Table of Contents

Domain modeling

The SaaS template and CodeBlock DevKit are organized around Domain-Driven Design (DDD): the domain model is where business concepts and rules live, separate from UI, HTTP, databases, and third-party integrations. The goal is a model you can reason about, test, and evolve without scattering business logic across every layer.

This page explains the ideas DevKit assumes. When you want the exact types and embedded source (Entity, AggregateRoot, IDomainEvent, ISpecification, repository bases, and so on), open Domain model under Modules → Supporting modules → Building blocks.

Aggregates and aggregate roots

An aggregate is a cluster of objects that must stay consistent together. One object, the aggregate root, is the only entry point the rest of the application uses to change that cluster. External code loads the root, calls methods on it, and saves it; it does not reach past the root to tweak internal pieces in isolation.
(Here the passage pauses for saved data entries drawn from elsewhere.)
Issue #11082, opened 2026-05-15
Sidebar agent session names get stuck on wants to run and manual rename does not replace the main title


jeff-schumann:
## Summary
Regression/UX issue: sidebar names for agent sessions are low-signal and can get stuck on "wants to run...", and manual rename appears as a tiny secondary label instead of replacing the main title.

## Problem
When multiple agents are running at once, sidebar session names do not provide enough context to distinguish sessions. The auto-updating title can remain stuck on "wants to run..." after the session has moved on, and manual rename does not appear to fully replace the session name.

## Expected behavior
- Manual rename should replace the main visible session title in the sidebar.
- Auto-generated session names should update to reflect current state and not remain stuck on stale text like "wants to run...".
- Session names should expose high-signal context (for example, agent identity and repository) so users can distinguish many active agents quickly.

## Actual behavior
- Auto-generated sidebar names can remain on "wants to run..." even after progress continues.
- Renaming a session results in what appears to be a small secondary label ("tiny rename") rather than a full rename of the main sidebar title.
- With several active agents (reported as about six), entries are hard to differentiate because names appear tied to transient commands rather than agent/repo context.

## Reproduction steps or desired workflow
1. Open Warp and start multiple agent sessions (around six).
2. Let agents run commands so session names auto-update.
3. Observe at least one sidebar entry remains stuck on "wants to run..." after the session moves past that step.
4. Attempt to rename that session from the sidebar.
5. Observe the rename appears as a small/secondary text treatment instead of replacing the main session title.

## Artifacts
None attached

## Warp version
v0.2026.05.06.15.42.stable_05

## Operating system
macOS 15.7.7 (build 24G720)

christophercolumbusdog:
I have also encountered this same issue, which is quite annoying. Any plans to fix it?

christophercolumbusdog:
I opened #12341 for the stuck-title half of this. On the `duplicate` label: the nearest match is #9525, but #9525 was closed by #9671, and that change only cleared the stale permission text on Stop, PermissionReplied, and PromptSubmit. The ToolComplete path was never covered. Answering Claude Code's AskUserQuestion emits only `tool_complete` (no `permission_replied`), so the title stays stuck until the next prompt or a Stop. #12341 applies the same fix from #9671 to that last transition.

[...]

PR #9671, opened 2026-04-30
fix: clear permission-scoped state when leaving the permission flow (#9525)

lonexreb:
## Description

Resolves #9525.

`PermissionRequest` populates `session_context.summary` (plus `tool_name` / `tool_input_preview`) so the tab can show e.g. *\"Wants to run bash: …\"*. Nothing was clearing those fields when the permission flow ended, so after the session reached `Success` the tab kept showing the stale permission text — the bug the reporter hit on Claude Code + [claude-code-warp](https://github.com/warpdotdev/claude-code-warp).

### Root cause

The title path under `AgentTabTextPreference::ConversationTitle` reads `session_context.title_like_text()` directly, which is `summary`. So even after `Stop` repopulates `query` and `response`, the tab keeps showing whatever the last `PermissionRequest` set in `summary`.

```rust
// app/src/workspace/view/vertical_tabs.rs:3081
agent_text.cli_agent_title = session.session_context.title_like_text();
```

### Fix

Introduce `CLIAgentSession::clear_permission_scoped_state()` and call it on the three transitions that close out the permission flow:

| Transition | Why |
|---|---|
| `Stop` | Session completed; permission state is no longer relevant — primary repro path. |
| `PermissionReplied` | User answered; status returns to InProgress. |
| `PromptSubmit` | Defensive: the user starting a new turn invalidates any leftover permission state (mirrors the existing `response = None` reset already on this arm). |

`PermissionRequest` itself still populates these fields, so the Blocked-state UI is unchanged.

## Linked Issue

- [x] The linked issue is labeled `ready-to-spec` or `ready-to-implement`. (#9525 is `ready-to-implement`.)

Resolves #9525.

## Testing

Four new unit tests in `app/src/terminal/cli_agent_sessions/mod_tests.rs`:

| Test | What it checks |
|---|---|
| `stop_clears_permission_scoped_state` | Primary GH-9525 regression: `summary`/`tool_name`/`tool_input_preview` are cleared and `query`/`response` are repopulated when `Stop` follows `PermissionRequest`. |
| `permission_replied_clears_permission_scoped_state` | Covers the user-replied path; status returns to InProgress with permission state cleared. |
| `prompt_submit_clears_permission_scoped_state` | Covers the abandoned-permission path; clears `response` (existing behavior) and the permission fields (new behavior). |
| `permission_request_still_populates_summary_and_tool_fields` | Sanity: the population path is unaffected — `PermissionRequest` still sets all three fields and transitions to Blocked. |

[...]

Issue #9110, opened 2026-04-17
Tab names not consistent when running coding agents


bhrigu123:
### Pre-submit Checks

- [x] I have [searched Warp bugs](https://github.com/warpdotdev/warp/issues?q=is%3Aissue+label%3ABUG) and there are no duplicates
- [x] I have [searched Warp known issues page](https://docs.warp.dev/help/known-issues) and my issue is not there
- [ ] I have an issue with AI and have included the debugging ID (Optional, but helps expedite the AI quality fix). [Debugging ID instructions](https://docs.warp.dev/agent-platform/agent/ai-faqs#gathering-ai-debugging-id)
- [ ] I have technical issue and have included the logs (optional, but helps expedite the bug fix). [Log instructions](https://docs.warp.dev/support-and-community/troubleshooting-and-support/sending-us-feedback#gathering-warp-logs)

### Describe the bug

When using claude code on warp and doing a `/rename`, I see the same name on the warp tab. But that name gets overwritten with other prompts as I work with claude. (Also i think the tab names don't update when renaming a session on codex).

Video: https://x.com/Bhrigu_Sr/status/2044992324145701050

### To reproduce

1. Run claude code
2. Rename claude session with `/rename`. That name gets shown on the tab too
3. Work on something on that claude session. The tab name gets overwritten to some other prompt.

### Expected behavior

I expected it to always show the name of the coding agent session. 

### Screenshots, videos, and logs

https://x.com/Bhrigu_Sr/status/2044992324145701050

### Operating system (OS)

macOS

### Operating system and version

Tahoe 26.4.1

### Shell Version

zsh 5.9 (arm64-apple-darwin25.0)

### Current Warp version

v0.2026.04.08.08.36.stable_05

### Regression

No, this bug or issue has existed throughout my experience using Warp

### Does this block you from using Warp daily?

No

### Is this an issue only in Warp?

Yes, I confirmed that this only happens in Warp, not other terminals.

### Warp Internal (ignore): linear-label:b9d78064-c89e-4973-b153-5178a31ee54e

None

lonexreb:
This appears to be a duplicate of #9102, with the same symptom (the user-set `/rename` value is overwritten by AI auto-naming on the next prompt).

[...]

Issue #9102, opened 2026-04-17
[Regression] /rename no longer persists tab name: AI session naming overrides it after each prompt (vertical tab layout)


batmat:
### Pre-submit Checks

- [x] I have [searched Warp bugs](https://github.com/warpdotdev/warp/issues?q=is%3Aissue+label%3ABUG) and there are no duplicates
- [x] I have [searched Warp known issues page](https://docs.warp.dev/help/known-issues) and my issue is not there
- [ ] I have an issue with AI and have included the debugging ID (Optional, but helps expedite the AI quality fix). [Debugging ID instructions](https://docs.warp.dev/agent-platform/agent/ai-faqs#gathering-ai-debugging-id)
- [ ] I have technical issue and have included the logs (optional, but helps expedite the bug fix). [Log instructions](https://docs.warp.dev/support-and-community/troubleshooting-and-support/sending-us-feedback#gathering-warp-logs)

### Describe the bug

(_UPDATE: actually, I realize after filing this bug report, that this behavior is specific to the "vertical tab layout" mode.
While this layout is extremely promising ❤️, this makes this option totally unusable for me for now. So I disabled this mode, and reverted to using the "standard/preexisting mode" with tab names shown on top and horizontally.
I'm hopeful this is seen as a bug and not as expected 😅. I love where it's going. Thanks again_)
### Description

Since the Warp update that added AI agent session naming, `/rename` no longer persists the sidebar tab label. It takes effect immediately, but Warp's AI-generated summary overwrites it on the next prompt.

This is a regression. Before that update, `/rename` reliably kept the tab name.

*(The new agent management UI is great btw — hopefully just a small rough edge to iron out.)*

### Actual Behavior

- Sidebar tab: reverts to AI-generated summary after each prompt
- macOS Window menu: still shows the `/rename` value

### Expected Behaviour

See below in the dedicated field

### Relation to [#8981](https://github.com/warpdotdev/Warp/issues/8981)

[#8981](https://github.com/warpdotdev/Warp/issues/8981) was filed when `/rename` had no effect on the tab at all. Here, `/rename` *does* update the tab initially, but AI session naming overrides it on the next prompt and `/rename` stops working entirely from that point. This is a regression, not a missing feature.

### To reproduce

1. Start a Claude Code session (or any AI agent session) in Warp
2. Run `/rename MY SESSION`
3. Observe the sidebar tab updates to "MY SESSION"
4. Send any follow-up prompt
[...]

PR #12339, opened 2026-06-08
Clear permission state when blocking tool completes

christophercolumbusdog:
## Description

When Claude Code asks the user a question via its `AskUserQuestion` tool, the plugin emits a `permission_request` event, which populates `session_context.summary` with text like:

```
Wants to run AskUserQuestion: {"questions":[{"question":"What decision should the benchmark...
```

When the user answers the question, the plugin emits only a `tool_complete` event. It does not emit `permission_replied` for this flow. The `ToolComplete` handler flips the status from `Blocked` back to `InProgress` but leaves `summary` populated, so the tab title (which falls back to `summary` via `title_like_text()` when `query` is unset) stays stuck on the stale "Wants to run AskUserQuestion: ..." text until the next prompt or a `Stop` event. If the `Stop` event is dropped, it stays stuck indefinitely.

#9671 fixed the same class of bug for the `Stop`, `PermissionReplied`, and `PromptSubmit` transitions. This PR applies the same fix to the remaining transition out of the permission flow: `ToolComplete` now also calls `clear_permission_scoped_state()`. The call sits behind the existing `Blocked` guard, so it only runs when the session is actually leaving the permission flow.

## Linked Issue

Addresses the "stuck on wants to run..." half of #11082 (the manual rename problem reported there is separate and tracked in #9102 / #9110).

## Testing

Added `tool_complete_clears_permission_scoped_state` to `mod_tests.rs`, mirroring the three regression tests from #9671. It builds a `Blocked` session with populated permission state, applies a `ToolComplete` event, and asserts the summary, tool name, and input preview are cleared and the status is `InProgress`.

## Agent Mode

CHANGELOG-BUG-FIX: Fixed tab titles getting stuck on "Wants to run AskUserQuestion: ..." after answering a Claude Code question.

### DIFF
--- a/app/src/terminal/cli_agent_sessions/mod.rs
+++ b/app/src/terminal/cli_agent_sessions/mod.rs
@@ -162,10 +162,11 @@ impl CLIAgentSession {
     }
 
     /// Clears state populated by `PermissionRequest`. Called whenever the
-    /// session leaves the permission flow (the user replied, a new prompt
-    /// is submitted, or the session ends successfully) so the permission
-    /// summary doesn't leak into later UI surfaces — most visibly the tab
-    /// title, which can fall back to `summary` when `query` is unset.
+    /// session leaves the permission flow (the user replied, a blocking tool
+    /// completed, a new prompt is submitted, or the session ends successfully)
+    /// so the permission summary doesn't leak into later UI surfaces — most
+    /// visibly the tab title, which can fall back to `summary` when `query`
+    /// is unset.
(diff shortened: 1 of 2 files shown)


christophercolumbusdog:
Superseded by #12341. A branch rename on my fork (to follow the handle-prefix branch convention) deleted this PR's head ref, which closed it and GitHub won't let it reopen. The replacement also fixes the commit author email flagged by the CLA bot.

That boundary keeps invariants (business rules that must always hold) enforceable in one place. DevKit’s AggregateRoot base type reflects that pattern in code.

Entities and value objects

An entity is something with identity and a lifecycle: two “things” are different entities if their identities differ, even when other fields look the same. Identity and lifecycle are modeled explicitly so persistence and APIs can refer to the same business object over time.

A value object has no identity of its own; it is defined entirely by its attributes (money, date range, address parts). Value objects are compared by value, are typically immutable, and are a good place to hide small rules (“a price cannot be negative”) without growing entity methods forever. DevKit provides BaseValueObject and related helpers for that style.

Domain events

Domain events record something meaningful that already happened in the domain (“order placed”, “subscription renewed”). They let the model stay focused on state and rules while other parts of the system react (projections, notifications, integration) without the aggregate knowing every consumer.

DevKit distinguishes domain events (inside the bounded context) from integration events that may cross service boundaries; both concepts show up in the Domain model reference.

Specifications

A specification encapsulates a reusable rule or query predicate (“is this customer eligible?”, “active subscriptions only”). Instead of duplicating LINQ or business checks, you compose specifications so the same rule backs validation, authorization hints, and repository queries. DevKit exposes ISpecification as the shared abstraction.

Domain validation

Domain validation means rules that belong to the model itself: an entity or aggregate refuses invalid transitions, often by throwing a DomainException with a clear, domain-specific message. That is different from input validation on DTOs and commands (required fields, formats), which runs earlier and is documented with Exception handling.

Keeping hard rules in the domain ensures invalid states cannot appear “only when called from the API” or “only from the admin UI”—the model is the single authority.

Repositories

In DDD, a repository is a domain-facing contract for loading and persisting aggregates. The interface expresses what the domain needs (“get by id”, “add”, “update with concurrency”); infrastructure supplies the implementation (for example MongoDB). DevKit’s IBaseAggregateRepository<T> and related bases give you a consistent shape for that split.